PR #2052, opened 2019-03-19
Addresses Issue #1946 to enable copying sent ephemeral messages

### LINKED ISSUE #1946: Unsent timed message cannot be edited or copied to clipboard
## The problem

A timed message that remains unsent to due to some error cannot be edited or copied to clipboard.

## Environment

This appears to be a version-independent feature by design, as discussed in Issue #1827 (Timed messages cannot be edited – but deleted only). However, I experienced this on stock Android 9.0 on a Moto X4 with Google Fi service in a recent version of Wired about two weeks ago, probably Wire 3.24.684.

## Details

Although inability to edit a timed message is implemented by design, an unsent message is not yet a timed message because there is not yet any recipient.

There are two reasons why editing and copy to clipboard should be permitted for an unsent message, and the current restrictions may be considered a bug or a misfeature.

First, if an unsent message is being manually resent after a delay, editing might be needed for accuracy if conditions have changed.

Second, if Wire is repeatedly failing, and the original message is long, the user should be permitted to copy-and-paste into an alternative messaging application, instead of being frustrated by being forced to retype the entire message into a different app.

If copy to clipboard of the unsent message is permitted, then editing is not essential. The user can merely copy-and-paste the unsent message into a new one, edit that before sending, then delete the unsent one. So I recommend simply allowing copy to clipboard for now (should be an easy change in the code somewhere), then addressing the editing question later as resources permit.

harishvishwakarma:
## What's new in this PR?
Ability to copy sent ephemeral messages
### Issues

Earlier user wasn't able to copy sent ephemeral messages to clipboard. This PR enables that.  Fixes #1946 

### Solutions

The solution adds a conditional check to see if the message is a sent ephemeral message and then allows copying.

### Testing

The app was run on Emulator(Pixel 2), S9+ and Xiaomi A2 to test.

### DIFF
--- a/app/src/main/scala/com/waz/zclient/messages/MessageBottomSheetDialog.scala
+++ b/app/src/main/scala/com/waz/zclient/messages/MessageBottomSheetDialog.scala
@@ -118,7 +118,7 @@ object MessageBottomSheetDialog {
     case object Copy extends MessageAction(R.id.message_bottom_menu_item_copy, R.string.glyph__copy, R.string.message_bottom_menu_action_copy) {
       override def enabled(msg: MessageData, zms: ZMessaging, p: Params): Signal[Boolean] =
         msg.msgType match {
-          case TEXT | TEXT_EMOJI_ONLY | RICH_MEDIA if !msg.isEphemeral => Signal.const(true)
+          case TEXT | TEXT_EMOJI_ONLY | RICH_MEDIA if zms.selfUserId == msg.userId || !msg.isEphemeral => Signal.const(true)
           case _ => Signal.const(false)
         }
     }


AndroidBob:

marcoconti83:
Hi @harishvishwakarma ,

The PR is quite simple and it looks great! 

We don't have a proper unit test coverage on the UI layer, so thanks for testing on the phone, for now that's the simpler way to test it.

I will coordinate with our QA department on changing the QA automation to reflect this change, and then we will merge it!

marcoconti83:
Hi @harishvishwakarma ,
I checked in with our QA team and we are ready to adapt our automation to consider this change. I'm merging it in.

Thanks for addressing this issue and contributing!

Issue #1986, opened 2019-02-06
Privacy concern about the last remained trackers


machiav3lli:
So, after spending some time "searxing", testing but not-building, that's actually the best what I could get, as the exodus privacy promotes 3 infamous trackers(firebase analytics, HockeyApp and Mixpanel) for the play store version's apk.
And yeah firebase analytics isn't most known for being privacy friendly, so my question/suggestion would be, is there any plan to release a version of Wire without this(and the other) trackers?! and if so, is the plan to have a f-droid release is still on the prioirty list?
that's me trying not to be redundant and ask about replacing FCM with SSE(or other alternative).
![screenshot_exodus_privacy_20190206-200143](https://user-images.githubusercontent.com/40302595/52370897-6a446f00-2a54-11e9-8ea0-f209bfb99db6.png)
thanks.

marcoconti83:
Hi @machiav3lli ,
thanks for the feedback. We removed Hockey and Mixpanel from our app - there might still be some mention to them in some variable name, but the libraries are not included anymore. 

Can you clarify in which public version you still see them?

Regarding Firebase, we still use Firebase for native pushes, but we don't use the analytics component.

machiav3lli:
thanks for your answer @marcoconti83 ,
the apk which had Hockey and Mixpanel was from ApkMirror, so maybe an old version from your play store's.
Regarding Firebase, may I know what kind of native pushes you mean, cause as I know, the cloud messaging doesn't need it even.
And again thanks for the great job you're doing, trying to satisfy our sense of insecurity on this matter.

marcoconti83:
Hi @machiav3lli ,
if downloading from the Google Play Store is not an option for you, you can always download from [our website](https://wire.com/en/download/).

Regarding Firebase, the app uses [Firebase Cloud Messaging](https://firebase.google.com/docs/cloud-messaging/) to deliver notifications to the phone. It's worth noting that the pushes that go through Firebase do not contain any sensitive information such as messages or contacts. 

The notification just informs the application that there is new data available, then the app will then react by fetching the actual data from the Wire server.

machiav3lli:
Hi again @marcoconti83 ,
The version I had with only firebase analytics is downloaded from the website (hoping to see the app sometime in the near future on Fdroid),
I have couple of apps which use the the google cloud messaging without having firebase implemented as a "tracker"(source: Exodus),
[...]

PR #2055, opened 2019-03-21
fix: remove analytics library from dependencies

marcoconti83:
## What's new in this PR?
Removing some warning about tracking libraries by excluding those libraries completely.

### Issues
Wire tests positive for trackers on the Exodus detection tool/website. See https://github.com/wireapp/wire-android/issues/1986

### Causes
The Firebase library (which we use for FCM) also includes some tracking libraries. Even if we don't use them, they are still included and this will trigger a warning.

### Solutions
I used the suggestion from https://github.com/wireapp/wire-android/issues/1986#issuecomment-465808522 and excluded those libraries manually from the Firebase import package.

### Testing

There are two concerns here:
1. Will this change remove the warning?
1. Will this change affect negatively the behavior of notifications for the user?

For the warning, I manually checked a local build on device with _ClassyShark3xodus_ as suggested in https://github.com/wireapp/wire-android/issues/1986#issuecomment-474808790

_ClassyShark3xodus_ reported trackers before the fix, and no trackers after the fix. ✅

For the notification behavior, this is not so straightforward to test as in general it's hard to test absence of bugs, and notification is a complex system. In agreement with @AnastasiiaWire we decided to let this build run on internal apps for a couple of weeks before releasing, and gather feedback from internal users. We will merge this PR only when the current release is done, then test it internally and if no problem is detected, it will go public with the following release.

### DIFF
--- a/app/build.gradle
+++ b/app/build.gradle
@@ -350,7 +350,10 @@ dependencies {
     implementation "com.google.android.gms:play-services-maps:$playServicesVersion"
     implementation "com.google.android.gms:play-services-location:$playServicesVersion"
     implementation "com.google.android.gms:play-services-gcm:$playServicesVersion"
-    implementation 'com.google.firebase:firebase-messaging:17.3.0'
+    implementation ('com.google.firebase:firebase-messaging:17.3.0') {
+        exclude group: 'com.google.firebase', module: 'firebase-analytics'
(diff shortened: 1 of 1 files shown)


marcoconti83:
FYI @raphaelrobert

marcoconti83:
build again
_ _ _ _
▸ **Action item**
The whole listing above, restated word for word, is the required answer.

▸ **Output of the task**
PR #2052, opened 2019-03-19
Addresses Issue #1946 to enable copying sent ephemeral messages

### LINKED ISSUE #1946: Unsent timed message cannot be edited or copied to clipboard
## The problem

A timed message that remains unsent to due to some error cannot be edited or copied to clipboard.

## Environment

This appears to be a version-independent feature by design, as discussed in Issue #1827 (Timed messages cannot be edited – but deleted only). However, I experienced this on stock Android 9.0 on a Moto X4 with Google Fi service in a recent version of Wired about two weeks ago, probably Wire 3.24.684.

## Details

Although inability to edit a timed message is implemented by design, an unsent message is not yet a timed message because there is not yet any recipient.

There are two reasons why editing and copy to clipboard should be permitted for an unsent message, and the current restrictions may be considered a bug or a misfeature.

First, if an unsent message is being manually resent after a delay, editing might be needed for accuracy if conditions have changed.

Second, if Wire is repeatedly failing, and the original message is long, the user should be permitted to copy-and-paste into an alternative messaging application, instead of being frustrated by being forced to retype the entire message into a different app.

If copy to clipboard of the unsent message is permitted, then editing is not essential. The user can merely copy-and-paste the unsent message into a new one, edit that before sending, then delete the unsent one. So I recommend simply allowing copy to clipboard for now (should be an easy change in the code somewhere), then addressing the editing question later as resources permit.

harishvishwakarma:
## What's new in this PR?
Ability to copy sent ephemeral messages
### Issues

Earlier user wasn't able to copy sent ephemeral messages to clipboard. This PR enables that.  Fixes #1946 

### Solutions

The solution adds a conditional check to see if the message is a sent ephemeral message and then allows copying.

### Testing

The app was run on Emulator(Pixel 2), S9+ and Xiaomi A2 to test.

### DIFF
--- a/app/src/main/scala/com/waz/zclient/messages/MessageBottomSheetDialog.scala
+++ b/app/src/main/scala/com/waz/zclient/messages/MessageBottomSheetDialog.scala
@@ -118,7 +118,7 @@ object MessageBottomSheetDialog {
     case object Copy extends MessageAction(R.id.message_bottom_menu_item_copy, R.string.glyph__copy, R.string.message_bottom_menu_action_copy) {
       override def enabled(msg: MessageData, zms: ZMessaging, p: Params): Signal[Boolean] =
         msg.msgType match {
-          case TEXT | TEXT_EMOJI_ONLY | RICH_MEDIA if !msg.isEphemeral => Signal.const(true)
+          case TEXT | TEXT_EMOJI_ONLY | RICH_MEDIA if zms.selfUserId == msg.userId || !msg.isEphemeral => Signal.const(true)
           case _ => Signal.const(false)
         }
     }


AndroidBob:

marcoconti83:
Hi @harishvishwakarma ,

The PR is quite simple and it looks great! 

We don't have a proper unit test coverage on the UI layer, so thanks for testing on the phone, for now that's the simpler way to test it.

I will coordinate with our QA department on changing the QA automation to reflect this change, and then we will merge it!

marcoconti83:
Hi @harishvishwakarma ,
I checked in with our QA team and we are ready to adapt our automation to consider this change. I'm merging it in.

Thanks for addressing this issue and contributing!

Issue #1986, opened 2019-02-06
Privacy concern about the last remained trackers


machiav3lli:
So, after spending some time "searxing", testing but not-building, that's actually the best what I could get, as the exodus privacy promotes 3 infamous trackers(firebase analytics, HockeyApp and Mixpanel) for the play store version's apk.
And yeah firebase analytics isn't most known for being privacy friendly, so my question/suggestion would be, is there any plan to release a version of Wire without this(and the other) trackers?! and if so, is the plan to have a f-droid release is still on the prioirty list?
that's me trying not to be redundant and ask about replacing FCM with SSE(or other alternative).
![screenshot_exodus_privacy_20190206-200143](https://user-images.githubusercontent.com/40302595/52370897-6a446f00-2a54-11e9-8ea0-f209bfb99db6.png)
thanks.

marcoconti83:
Hi @machiav3lli ,
thanks for the feedback. We removed Hockey and Mixpanel from our app - there might still be some mention to them in some variable name, but the libraries are not included anymore. 

Can you clarify in which public version you still see them?

Regarding Firebase, we still use Firebase for native pushes, but we don't use the analytics component.

machiav3lli:
thanks for your answer @marcoconti83 ,
the apk which had Hockey and Mixpanel was from ApkMirror, so maybe an old version from your play store's.
Regarding Firebase, may I know what kind of native pushes you mean, cause as I know, the cloud messaging doesn't need it even.
And again thanks for the great job you're doing, trying to satisfy our sense of insecurity on this matter.

marcoconti83:
Hi @machiav3lli ,
if downloading from the Google Play Store is not an option for you, you can always download from [our website](https://wire.com/en/download/).

Regarding Firebase, the app uses [Firebase Cloud Messaging](https://firebase.google.com/docs/cloud-messaging/) to deliver notifications to the phone. It's worth noting that the pushes that go through Firebase do not contain any sensitive information such as messages or contacts. 

The notification just informs the application that there is new data available, then the app will then react by fetching the actual data from the Wire server.

machiav3lli:
Hi again @marcoconti83 ,
The version I had with only firebase analytics is downloaded from the website (hoping to see the app sometime in the near future on Fdroid),
I have couple of apps which use the the google cloud messaging without having firebase implemented as a "tracker"(source: Exodus),
[...]

PR #2055, opened 2019-03-21
fix: remove analytics library from dependencies

marcoconti83:
## What's new in this PR?
Removing some warning about tracking libraries by excluding those libraries completely.

### Issues
Wire tests positive for trackers on the Exodus detection tool/website. See https://github.com/wireapp/wire-android/issues/1986

### Causes
The Firebase library (which we use for FCM) also includes some tracking libraries. Even if we don't use them, they are still included and this will trigger a warning.

### Solutions
I used the suggestion from https://github.com/wireapp/wire-android/issues/1986#issuecomment-465808522 and excluded those libraries manually from the Firebase import package.

### Testing

There are two concerns here:
1. Will this change remove the warning?
1. Will this change affect negatively the behavior of notifications for the user?

For the warning, I manually checked a local build on device with _ClassyShark3xodus_ as suggested in https://github.com/wireapp/wire-android/issues/1986#issuecomment-474808790

_ClassyShark3xodus_ reported trackers before the fix, and no trackers after the fix. ✅

For the notification behavior, this is not so straightforward to test as in general it's hard to test absence of bugs, and notification is a complex system. In agreement with @AnastasiiaWire we decided to let this build run on internal apps for a couple of weeks before releasing, and gather feedback from internal users. We will merge this PR only when the current release is done, then test it internally and if no problem is detected, it will go public with the following release.

### DIFF
--- a/app/build.gradle
+++ b/app/build.gradle
@@ -350,7 +350,10 @@ dependencies {
     implementation "com.google.android.gms:play-services-maps:$playServicesVersion"
     implementation "com.google.android.gms:play-services-location:$playServicesVersion"
     implementation "com.google.android.gms:play-services-gcm:$playServicesVersion"
-    implementation 'com.google.firebase:firebase-messaging:17.3.0'
+    implementation ('com.google.firebase:firebase-messaging:17.3.0') {
+        exclude group: 'com.google.firebase', module: 'firebase-analytics'
(diff shortened: 1 of 1 files shown)


marcoconti83:
FYI @raphaelrobert

marcoconti83:
build again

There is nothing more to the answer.